Question
What does it mean that existence precedes essence?
Quick Answer
You are not born with a fixed purpose — you create your purpose through your choices.
You are not born with a fixed purpose — you create your purpose through your choices.
Example: Marcus spent fifteen years as a corporate attorney because his parents, his professors, and his own early ambitions told him that law was his calling — his essence. When the firm restructured and he was laid off at forty-one, the identity collapsed. He was not a lawyer anymore, so who was he? For three months he spiraled, convinced that without the role he had lost himself. Then he began to notice something: the person sitting in the coffee shop every morning, reading philosophy, volunteering at a literacy nonprofit, writing essays about justice — that person was also him, and no one had assigned those activities. He was choosing them. The realization that he had always been choosing, even when he thought he was following a script, was the moment Sartre's insight became real for him. He had never been a lawyer by nature. He had been a person who chose law, and now he was a person choosing something else. The essence had never been fixed. It had always been under construction.

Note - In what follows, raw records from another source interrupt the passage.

Issue #10, opened 2017-05-04
Remove dependency on errwrap


jen20:
We are currently using the HashiCorp `errwrap` library - this is unnecessary since we only need a tiny subset of the functionality.

sean-:
Nuking `errwrap`++.

Bumping this issue given the fun we had on this topic this week.

sean-:
After #90 , are we g2g to close this issue out?

stack72:
Nope - still got #91 and then the compute package!

PR #16, opened 2017-05-11
Remove dependency on hashicorp/errwrap

cheapRoc:
This PR addresses #10 by fork lifting the functionality while still removing the dependency. Our primary use case should still be addressed by including the error wrapping functionality internally to `triton-go`.

Looking for feedback before I continue down the route of replacing every other case throughout our API.

/cc @jen20 @sean- @tgross

### DIFF
--- a/client.go
+++ b/client.go
@@ -12,7 +12,6 @@ import (
 	"net/url"
 	"time"
 
-	"github.com/hashicorp/errwrap"
 	"github.com/joyent/triton-go/authentication"
 )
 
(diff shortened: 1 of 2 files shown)


cheapRoc:
Definitely looking for opinions on whether this is behavior we should even continue to include or if normal errors are reasonable enough. I don't have enough experience to know but it would seem to still be of use if we allow `triton-go` to have varying underlying client types (mock HTTP client vs. `net/http`), etc.

jen20:
I think we should discuss this in #go in chat and decide which approach we want to take here - cc @sean-.

cheapRoc:
We still need better error handling and logging but this is ancient and won't port over well.

☠️ ☠️ ☠️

Try this: Write down three statements that complete the sentence "I am a ___" — using roles, identities, or labels you consider fundamental to who you are (e.g., "I am a teacher," "I am a creative person," "I am someone who values security"). For each one, write a second sentence that begins "I became this by ___" and trace the specific choices, circumstances, and actions that led to that identity. Then write a third sentence: "If I stopped ___, this identity would ___." Notice which identities depend on ongoing choices you are making right now and which ones you have been treating as fixed properties of your nature. The gap between "I am" and "I became this by choosing" is the territory Sartre mapped. Sit with it for ten minutes without trying to resolve the discomfort.